The original OKTrends blog was fascinating, less so for its observations about which profile photos were more likely to attract messages — which it did meticulously — than for its comments on larger issues of self-identification. In one widely-shared post, Rudder created word clouds based on how users describe themselves, indexed by race and gender. For white men, the top hit was Tom Clancy. For black women, soul food.

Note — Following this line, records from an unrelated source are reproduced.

PR #435, opened 2016-09-29
Features/cta buttons in modal #127929025

kaptron:


kaptron:
included one Gemfile config change I ran into when upgrading macOS, which then led to some weird semaphore errors w/ jasmine + phantomjs -- everything seems fine now. As a result I did actually figure out a trick to make our semaphore builds go faster, because they were always trying to redownload/install phantomjs every time (the download happened to timeout, which was the error). Adding the line `change-phantomjs-version 2.1.1` to our semaphore project setup makes the build env already have phantomjs 2.1.1 available to use without needing to download it over again.

PR #440, opened 2016-09-30
[#130251635] - updated eligibility estimator logic for childrenUnder6

kaptron:
only show children values that are < the total in the household; also fixed one issue with displaying notMatched listings when you have 0 matches


chrisdolendo:
:+1:

PR #460, opened 2016-10-12
[#131402097] - radio-block-item needs to use on-change instead of ng-…

kaptron:
…click, otherwise was getting weird behavior for keyboard navigation


chrisdolendo:
:+1:

PR #466, opened 2016-10-14
Features/install gtm tracking on create account #131309683

kaptron:
still WIP + requires further discussion with the team for proper GTM setup. Also for now the `angulartics.debug` module is enabled, which logs any `$analytics` calls to the console.


chrisdolendo:
is this still WIP?

kaptron:
@chrisdolendo the build is "done" in that it should be working and tracking the Create Account form, however we still need to go over it with Lukas still to finalize how we want the GTM calls to be made before considering this complete.

kaptron:
no longer WIP!

kaptron:
re: `angulartics-addons/angulartics-gtm.js.coffee` -- I'm realizing the proper way to do this would probably be to fork the original project and add this to `bower.json` rather than stick this inside of the application. Will redo that tomorrow.

PR #467, opened 2016-10-15
Features/updates demographics #127692787

menslow:
Updates to Short form Demographics Page:

- Removed "optional" labels from individual fields
- Removed "Decline to state" from dropdowns
- Made "please specify" not required for sexual orientation.


chrisdolendo:
looks good -- do we need to have salesforce update these pick lists? decline to state was an option.

menslow:
@chrisdolendo Our change wont break anything because we just removed one of the options. However, Ashley is checking into whether or not we should remove the Salesforce one to keep things in synch.

chrisdolendo:
yup i don't expect it to break, but yes it would be good to keep things in sync

PR #469, opened 2016-10-17
[#127692035] - Line break on confirmation page heading

chrisdolendo:


kaptron:
👍

kaptron:
@chrisdolendo looks right visually, however I think the `p` should be a `br`? I don't think we should nest `p` inside `h2`

chrisdolendo:
@kaptron ha, yeah i was choosing between p and br. just updated.

PR #475, opened 2016-10-18
[#126712861] - Shortform - live/work preference dropdown shown if one…

chrisdolendo:
… eligible, with household members

### DIFF
--- a/app/assets/javascripts/short-form/directives/checkbox-preference-item.html.slim
+++ b/app/assets/javascripts/short-form/directives/checkbox-preference-item.html.slim
@@ -1,6 +1,6 @@
 div
   p.checkbox-block
-    input id="preferences-{{checkbox_pref_type}}" name="preferences" data-event="{{pref_data_event}}" ng-model="application.preferences[checkbox_pref_type]" type="checkbox" aria-labelledby="{{labelledby}}" ng-click='reset_preference_data(checkbox_pref_type)'
+    input id="preferences-{{checkbox_pref_type}}" name="preferences" data-event="{{pref_data_event}}" ng-model="application.preferences[checkbox_pref_type]" type="checkbox" aria-labelledby="{{labelledby}}" ng-click="reset_preference_data(checkbox_pref_type);refresh_member_dropdown()"
     label.checkbox-block_label for="preferences-{{checkbox_pref_type}}"
       strong.form-label.caps
         | {{title}}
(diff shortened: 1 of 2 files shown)


app/assets/javascripts/short-form/directives/checkbox-preference-item.html.slim
```diff
@@ -1,6 +1,6 @@
 div
   p.checkbox-block
-    input id="preferences-{{checkbox_pref_type}}" name="preferences" data-event="{{pref_data_event}}" ng-model="application.preferences[checkbox_pref_type]" type="checkbox" aria-labelledby="{{labelledby}}" ng-click='reset_preference_data(checkbox_pref_type)'
+    input id="preferences-{{checkbox_pref_type}}" name="preferences" data-event="{{pref_data_event}}" ng-model="application.preferences[checkbox_pref_type]" type="checkbox" aria-labelledby="{{labelledby}}" ng-click="reset_preference_data(checkbox_pref_type);refresh_member_dropdown()"
     label.checkbox-block_label for="preferences-{{checkbox_pref_type}}"
```
kaptron: yes I'm remembering this directive getting sort of beastly especially after the introduction of the "combined Live OR Work" preference. I'm wondering if this `ng-click` should be refactored to `ng-click="onPreferenceChange(checkbox_pref_type)"` and inside _that_ method it calls `reset_preference_data` and `refresh_member_dropdown`. 

Likewise the `refresh_member_dropdown` could be called within `select_liveWork_type` which is really the onSelect for that input (could be renamed if it needs to be clearer, I also realize we sometimes mix ruby + js naming conventions together, I am definitely at fault for a lot of it 😬 )

chrisdolendo: yeah i was gonna go and put it within `select_liveWork` but it's really doing something else and didn't want that dependency.

I do like `onPreferenceSelect` that calls both though.. that's more semantic-- let me refactor.

chrisdolendo:
@kaptron can you re-check? i think this is good for the story before we do a further refactor tomorrow!

kaptron:
👍

kaptron:
that was a hard-earned thumbs up 😁

chrisdolendo:
@kaptron no biggie it was super fun! can't wait to further refactor.

PR #483, opened 2016-10-25
Bugs/short form keyboard navigation #131204189

kaptron:


app/assets/javascripts/shared/NavController.js.coffee
```diff
@@ -2,12 +2,28 @@
...
 ############################################################################################
 
-NavController = ($document, $rootScope, $scope, $state, AccountService) ->
+NavController = ($document, $rootScope, $scope, $state, $timeout, AccountService) ->
   $scope.loggedIn = AccountService.loggedIn
 
   # Utility function to scroll to top of page when state changes.
   $rootScope.$on '$stateChangeSuccess', ->
     $document.scrollTop(0)
+    $timeout ->
```
chrisdolendo: why $timeout?

chrisdolendo:
:+1: just had that one Q!

app/assets/javascripts/shared/NavController.js.coffee
kaptron: something about the timing of the content actually being rendered... without the timeout then it doesn't seem to be able to locate certain elements on the page (i.e. they don't exist yet). I changed this event to `$on '$viewContentLoaded'` which seems more appropriate but it still didn't behave 100% correct w/out the timeout.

Dataclysm is a 247-page expansion on posts like those. It's augmented by additional data culled from sites like Reddit and Craigslist in an effort to expose the patterns that fascinate Rudder and his data-collecting colleagues. "Looking at people like this is like looking at the Earth from space," he writes. "You lose the detail, but you get to see something familiar in a totally new way." Armed with that sense of wonder and a sharp enthusiasm for the data he’s collected, Rudder tackles a range of subjects in three sections, each containing dozens of lovely two-toned graphs: What Brings Us Together (dating and sexual attraction), What Pulls Us Apart (social and political fractures), and What Makes Us Who We Are (how we self-identify).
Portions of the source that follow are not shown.